PR #161, opened 2012-07-16
Feature/dept access

protich:
Group's department access moved to its own table.
Ability to add/remove access on department add/edit.


include/class.dept.php
```diff
@@ -47,7 +50,7 @@ function load($id=0) {
         $this->id=$this->ht['dept_id'];
         $this->email=$this->sla=$this->manager=null;
         $this->getEmail(); //Auto load email struct.
-        $this->members=array();
+        $this->members=$this->groups=array();
```
greezybacon, line 53: Won't this clobber `$this->members` and `$this->groups`?

protich, line 53: You call it clobber - I can it init.

greezybacon:
What about the leftovers in `setup/inc/sql`. When do you want to clean those up?

include/upgrader/sql/435c62c3-2e7531a2.patch.sql
```diff
@@ -0,0 +1,31 @@
...
+        `updated`=IF(TO_DAYS(`updated`), `updated`, NOW());
+
+-- Fix groups dates... 
+UPDATE `%TABLE_PREFIX%groups` 
+    SET `created`=IF(TO_DAYS(`created`), `created`, IF(TO_DAYS(`updated`), `updated`, NOW())),
+        `updated`=IF(TO_DAYS(`updated`), `updated`, NOW());
+
+-- Finished with patch
+UPDATE `%TABLE_PREFIX%config`
+    SET `schema_signature`='6007d45b580c6ac0206514dbed0f28a6';
```
greezybacon: Fail. Should be `2e7531a201b5b8650dcd43681a832ebd`. This has an interesting side effect, though: it spins the upgrader into some strange loop. It starts the upgrade which dumps the `schema_signature` at some point from which there is no patch. The upgrader should crash and say the upgrade is not possible; however, instead viscously and continuously calls the upgrader, which responds with:

```
Cache-Control: no-store, no-cache, must-revalidate, post-check=0, pre-check=0
Connection: close
Content-Encoding: gzip
Content-Type: text/html; charset=UTF-8
Date: Sun, 22 Jul 2012 03:41:17 GMT
Expires: Thu, 19 Nov 1981 08:52:00 GMT
Pragma: no-cache
Server: nginx
Status: 200 OK
Transfer-Encoding: Identity

Upgrade osTicket to 1.7-DPR4
```

What do you think? Strange, eh?

protich: Not sure how I missed that one - I'll fix the upgrader issue too - it should be a hard fail.

protich:
Ready for another round of review.

greezybacon:
There are some more issues, but they can wait for 1.7.1

protich:
What issues?

greezybacon:
Couple typos and visual style tweaks

protich:
It might make sense to fix the typos now... just log an issue and I'll add it to my todo list.

include/staff/department.inc.php
```diff
@@ -191,13 +205,36 @@
         </tr>
         <tr>
             <th colspan="2">
+                <em><strong>Department Access</strong>: Check all groups allowed to access department.</em>
+            </th>
+        </tr>
+        <tr><td colspan=2><em>Primary department members and manager will always have access regarless of group selection or assignment.</em></td></tr>
```
greezybacon, line 211: `regar[d]less` is misspelled

include/staff/department.inc.php
```diff
@@ -191,13 +205,36 @@
...
+             .' LEFT JOIN '.STAFF_TABLE. ' staff USING(group_id) '
+             .' GROUP by grp.group_id '
+             .' ORDER BY group_name';
+         if(($res=db_query($sql)) && db_num_rows($res)){
+            while(list($id, $name, $members) = db_fetch_row($res)) {
+                if($members>0) 
+                    $members=sprintf('<a href="staff.php?a=filter&gid=%d">%d</a>', $id, $members);
+
+                $ck=($info['groups'] && in_array($id,$info['groups']))?'checked="checked"':'';
+                echo sprintf('<tr><td colspan=2>&nbsp;&nbsp;<label><input type="checkbox" name="groups[]" value="%d" %s>&nbsp;%s</label> (%s)</td></tr>',
```
greezybacon, line 224: I would prefer to see more than one column of groups. This will make the page shorter and make the configuration appear less daunting should there be several groups available to pick from.

include/staff/department.inc.php
```diff
@@ -191,13 +205,36 @@
         </tr>
         <tr>
             <th colspan="2">
+                <em><strong>Department Access</strong>: Check all groups allowed to access department.</em>
```
greezybacon, line 208: I don't feel that this statement is clear / intuitive. We've talked several times about this feature, and when i read this, I'm not really sure what exactly this means. _Truthfully, I think we need to start some detailed documentation on how to properly configure and utilize osTicket_

include/staff/department.inc.php
```diff
@@ -141,7 +144,18 @@
...
-        <?php } ?>
+        <?php 
+        } ?>
+
+        <tr>
+            <td width="180">
+                Group Membership:
+            </td>
+            <td>
+                <input type="checkbox" name="group_membership" value="0" <?php echo $info['group_membership']?'checked="checked"':''; ?> >
```
greezybacon, line 155: This checkbox should visually hide or disable the group selection since it disables the feature. _Unless I just totally don't get it_

include/staff/department.inc.php
greezybacon, line 211: `manager[s]` should probably be pluralized -- it will flow better with plural `department members`

include/staff/department.inc.php
protich, line 224: I agree - I plan on reworking UI a little down the road.... That said, I doubt anyone will have more than a dozen groups and in addition it's a page you deal with it only once.

include/staff/department.inc.php
protich, line 208: Feel free to suggest a better wording....  I totally agree on the docs - I already have a skeleton version.

include/staff/department.inc.php
protich, line 211: I'll fix the typo. 

My thinking was - it's in the context of dept. A department can only have one manager - managers will imply that you can have more than one manager.

include/staff/department.inc.php
protich, line 155: No - the checkbox basically extends department's membership to also include groups with access.  It doesn't change the group's access. All it means is - anyone with access to the department will get alerts and such. 
- See `getMembers` in class.dept.php

PR #173, opened 2012-07-27
Emailtest fixes and enhancements

soif:
Fixes
- Fields are now populated on the success page

Features:
- Emails can be "email@domain.com" or "Name &lt;email@domain.com&gt;"
- A new Incoming form is added. It allow to perform test email posted to OsTicket on the behalf on an external client. As a new OsTicket user, this form has proved to be very usefull to QUICKLY test if all is working fine.

Please note that I included js and css in the HTML: I know this is bad, but this allow you to test and accept the pull as-is.

If accepted I swear that I will quickly :
- move js code to the external js file (Just tell me if you're OK to use the jquery UI Tabs: in this case tell me what custom jquery UI widget you've currently included in the "jquery-ui-1.8.18.custom.min" file, so that I can rebuild it correctly, while adding the Tabs Widget)
- move the style to the scp.css stylesheet: Depending on your acceptation of my previous CSS pull request, i will add the style to the current CSS, or to my CSS. Current embeded style should work on both yours or my css.

BTW: I'm still spending more hours gitting than coding :-/ Don't hesitate to advise me on how you'd except a pull request, if i'm doing anything bad


soif:
I just added a fetch email accounts tab, that allow to force mail fetching, regardless of the last fetch.
(Usefull to help debugging faster)

protich:
I struggling to see the need and purpose of incoming email form; If you need to test incoming emails then simply email one of the system emails.

soif:
For a experienced user like you, there is perhaps no need. For new comers or developers like me, this is really useful :-/

Yes I can simply send a email, but when i tested the system i had to send dozens (if not hundred) of emails to watch if alert are sent correctly, if Ticket are correctly assigned etc......

Doing this with an email client, force you to fill each time the To, Subject and Message fields, and you can't do that on the behalf on another From email address.
When sending dozen of emails this is really boring and time consuming.

My new form (because it populates the form fields after each submit) make it really easy and fast. 
You can send emails again and again, while also being able to fastly change one of the field (ie the Subject or To)....

protich:
I don't think sending and email requires special experience - in fact it provides a real world test given how different email clients formats texts.

While I see your point, I don't think it's enough of a justification to bloat osTicket with unnecessary & confusing features. osTicket users will most likely assume that is a way to open tickets on behalf of customers. 

I like the idea of testing on demand email fetching. I'll recommend creating an issue - to start the conversation and how to go about implementing it - we're leaning on going with bootstrap css for UI look and feel.

soif:
I understand your point, i will keep it only for private use.

Issue created:
https://github.com/osTicket/osTicket-1.7/issues/175

PR #179, opened 2012-07-31
Hotfix/fix faq on submit

soif:
fix template name typo, giving an ugly include error on faq submit


protich:
The fix is correct - `kb-category.inc.php` doesn't exist. The only issue with this PR is the fact that it was submitted as a hot fix.

greezybacon:
@soif, can you verify that #220 fixes the issue?

soif:
confirmed, issue fixed

PR #180, opened 2012-07-31
Feature/Client auto login

soif:
Auto login the client when he clicks in the link provided in the email auto-response, instead of letting him in front of a confusing "Authorization Required" (auto-filled) form.


soif:
re submitted correctly to the develop branch

protich:
Auto login was not implemented by design - so the form can be bot & CSRF protected. It's not foolproof but helps with brute force.

PR #181, opened 2012-07-31
Feature/Client auto login

soif:
Auto login the client when he clicks in the link provided in the email auto-response, instead of letting him in front of a confusing "Authorization Required" (auto-filled) form.

### DIFF
--- a/include/client/login.inc.php
+++ b/include/client/login.inc.php
@@ -3,7 +3,20 @@ if(!defined('OSTCLIENTINC')) die('Kwaheri');
 
 $email=Format::input($_POST['lemail']?$_POST['lemail']:$_GET['e']);
 $ticketid=Format::input($_POST['lticket']?$_POST['lticket']:$_GET['t']);
+
+if($_GET['e'] && $_GET['t']){
 ?>
+	<script language="javascript">
+	$(document).ready(function(){
+		if($('#email').val() && $('#ticketno').val()){
+			$('#clientLogin').submit();
+		}
+	});
+	</script>
+<?php
+}
+?>
+
 <h1>Check Ticket Status</h1>
 <p>To view the status of a ticket, provide us with the login details below.</p>
 <form action="login.php" method="post" id="clientLogin">


protich:
See my comments on #180

soif:
IMO letting the client (after he clicked on a valid link) on an page that look like an error ("Authorization required" in red), is not really the most nice experience, we can offer him... ;-)

Would it seems more acceptable to you, if once the client is on this page, I use javascript to automatically submit the form, if $_GET are filled ?

soif:
Changed to Javascript auto submit. Is this now OK?

soif:
I'm not sure to fully understand what you mean in your latest comment (sorry english is not my native language). So, sorry if I missed your point:

I you look at the pull-request , in the diff, you'll see that currently, the only final added code, is a little javascript that auto submit the form, if $_GET vars are filled. Is this not OK for you?

About your commented code line, I had initially changed the clientLoginPage to the "require login.php", because, there is at least an issue I encountered while implementing my first php solution to auto-login: 

Because login.php is now called from a function, all global variables are not defined.
For example, $cfg and $ost (used in login.php) are not defined if login.php is included from a function, instead of beeing directly included. If you keep the require in the clientLoginPage as-is, IMHO, you should at least put a "global $cfg, $ost;" before the include, to prevent future bugs to happen. See what I mean?

protich:
My point was you can not simply change code to make your stuff work without considering why it was there in the first place. Your changes basically breaks ajax interface - if you need the variables THEN add them.
- Honestly I don't like the client side based auto login. Once deployed you can not disable it (it's not optional). My thinking is to introduce an `%auth` variable which can also be used as part of CC/BCC implementation.

soif:
But what's wrong with auto-login the client, instead of having him to click the form button? 
This is also -not- optional at this time...

protich:
I've made my case here and on issue #180. You're welcome to disagree.

soif:
I really don't understand what is wrong with auto-login the client, now that my feature is bot & CSRF protected as you wished (issue #180). I thought that I had followed you wishes.

Please understand that,  on my side (and without any developer guidelines..), trying to understand what you want or not, is really not clear, if you don't explain me more.

greezybacon:
So what if osTicket added some auth token to the mix (e=<email>&t=<ticket>&a=<auth-token>), where the auth-token is something simple like `MD5(email + ticket# + SECRET_SALT)` so that the system can easily verify that it originated the email and the link. It's bot and brute-force proof and doesn't break CSRF protection.

We can discuss the `%auth` variable in more detail as well

protich:
@greezybacon - That is exactly what I was suggesting above -  `%auth`  **is**  auth-token! This allows admin to determine which department (based on email template - for example) can auto-login. This is especially important - once we add optional captcha to login page. `%auth` will help authenticate/verify the link  and by-pass the login page even IF captcha is enabled.

soif:
rebased on rc2 develop, now only javascript auto-login

protich:
@soif - Jared already implemented %auth based auto-login. We're both not in favor of javascript based solution for reasons stated above.

PR #720, opened 2024-01-22
Require jupyterhub>=2.2

manics:
This means we can add support for `manage_groups` without checking the JupyterHub version.

See https://github.com/jupyterhub/oauthenticator/pull/708/ which adds support for `manage_groups`, but requires conditionals in OAuthenticator and the tests.


consideRatio (approved):

yuvipanda:
Yeah, this is good to me :)

PR #721, opened 2024-01-22
Suggest possible config fix when correct scopes aren't requested

yuvipanda:
If the hub config doesn't contain appropriate scopes to request from the provider, the token we retrieve may not have the key we are using as `username_claim`. This is the *most common* reason that `username_claim` is not present in the token. Add a simple debugging hint here to make lives of hub admins easier.

### DIFF
--- a/oauthenticator/oauth2.py
+++ b/oauthenticator/oauth2.py
@@ -770,7 +770,7 @@ class OAuthenticator(Authenticator):
         """
         username = user_info.get(self.username_claim, None)
         if not username:
-            message = (f"No {self.username_claim} found in {user_info}",)
+            message = (f"No {self.username_claim} found in {user_info}. Maybe the hub needs to be configured to request more scopes?",)
             self.log.error(message)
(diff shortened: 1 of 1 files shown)


oauthenticator/oauth2.py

— WHAT YOU ARE ASKED TO DO —
Spot the lines above that mention "manager" and copy them.

— RESPONSE AREA —
         $this->email=$this->sla=$this->manager=null;
+        <tr><td colspan=2><em>Primary department members and manager will always have access regarless of group selection or assignment.</em></td></tr>
greezybacon, line 211: `manager[s]` should probably be pluralized -- it will flow better with plural `department members`
My thinking was - it's in the context of dept. A department can only have one manager - managers will imply that you can have more than one manager.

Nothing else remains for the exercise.